That is true - if you are extending the base controller, extending anything else doesn't give you this enforcement anyway as the parent has implemented the method anyway. But yeah, I see what you are saying.
Further, I don't think using state would be as easy as you make it seem once those methods are static. If the API assumes that those methods are static, you'd have to do a lot of back twisting to introduce state within that object, without resorting to some sort of singleton pattern.
The API wouldn't be making that assumption. It's purely up to the callback (this class in this case) whether it chooses to pass an instantiated object or the class name the API registered route. The point is the API doesn't need anything to use as a route controller to have state - everything is passed to the specific method just as get_items that you need to handle the request.

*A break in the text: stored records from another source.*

PR #697, opened 2026-09-01
fix(security): close the DNS-rebinding TOCTOU in the SSRF guard (#516)

### LINKED ISSUE #516: SSRF guard has a DNS-rebinding TOCTOU — a rebinding domain bypasses the guard and can reach the cloud metadata endpoint

iamhaniofficial:
## Problem

`validate_http_url_for_fetch` / `assert_not_metadata_endpoint` resolve a hostname once and check the answer. The fetch that follows goes through `httpx`, which resolves the same hostname **again** at connect time. With a short-TTL (rebinding) domain the two lookups can return different addresses, so the guard validates a public IP while the socket connects to `169.254.169.254` — the cloud metadata endpoint, and the instance credentials it serves.

Fixes #516.

## Fix

`agentos.tools.ssrf_client` adds a `ValidatingNetworkBackend` (an httpcore network backend) that:

1. resolves the destination itself at connect time (in a worker thread),
2. applies the guard's policy to **every** address the resolver returned, and
3. delegates the connect to a validated **IP literal**.

The second resolution is gone rather than narrowed — the address that was checked is the address the socket uses. IP literals are validated without resolving at all; metadata hostnames (`metadata.google.internal`, …) are blocked by name.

I'm happy to go with using instantiation if that can practically make things easier - however we need to make sure cross calling Endpoint Controllers is easy - I don't want to have to instantiate a WP_JSON_Taxonomy_Controller and set up a bunch of stuff to re-use get_items, my idea with keeping the methods static would mean it would always be easier to cross call as it means you have to pass everything that's required to the method, as it's "not allowed" to use state. Maybe we can just be careful when writing the methods that it's still easy to re-use internally to solve that.

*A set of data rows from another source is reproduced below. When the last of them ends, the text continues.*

PR #698, opened 2026-09-01
fix(onboarding): validate LLM provider base_url before it reaches httpx (#551)

### LINKED ISSUE #551: upsert_llm_provider does not validate base_url — SSRF to cloud metadata / private hosts / attacker MITM

iamhaniofficial:
Closes #551.

## The bug

`upsert_llm_provider` (`src/agentos/onboarding/mutations.py`) took `base_url: str` and never looked at it. Both entry points pass a caller-supplied value — `onboarding.provider.configure` over RPC (`rpc_onboarding.py:174`) and `agentos providers configure` (`cli/providers_cmd.py:128`) — and the value is persisted and handed to the httpx client that carries the provider `Authorization` header. The same module already validated the *judge* endpoint (`_validate_judge_base_url`); the provider base_url had nothing.

So a client could set it to `http://169.254.169.254/latest/meta-data/…` (instance credentials), `http://10.0.0.1:8080/internal` (internal reach), `http://attacker.example` (every request plus the API key), or `file:///etc/passwd` (non-network scheme into httpx).

## The fix

`_validate_provider_base_url` — require an absolute http(s) URL, then reject destinations that are never a legitimate provider:

- cloud metadata **hostnames** (`metadata.google.internal`, `metadata.goog`, `instance-data`) and **addresses**, mirroring `agentos.tools.ssrf` — including Alibaba's `100.100.100.200`, which is in a public range and would otherwise pass, and `fd00:ec2::254`;
- private / link-local / reserved / multicast IP literals, with `::ffff:` IPv4-mapped forms unwrapped first;
- host literals normalized through `inet_aton` before the address checks, so `http://2852039166/`, `http://0251.0376.0251.0376/` and `http://0xA9.0xFE.0xA9.0xFE/` — all of which reach 169.254.169.254 through the resolver but are rejected by `ipaddress` — do not walk past as "just a hostname".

In all of this, I actually don't see any need for any state across the controller which is why maybe I am making it out to be easier than you think it would be to achieve this. I see the controller class as a means of wrapping up related callback handlers and giving us subclassing to give us some DRYness, but for most intents and purposes they are self contained functions rather than instance methods to act on the data of the object (ala OOP principles).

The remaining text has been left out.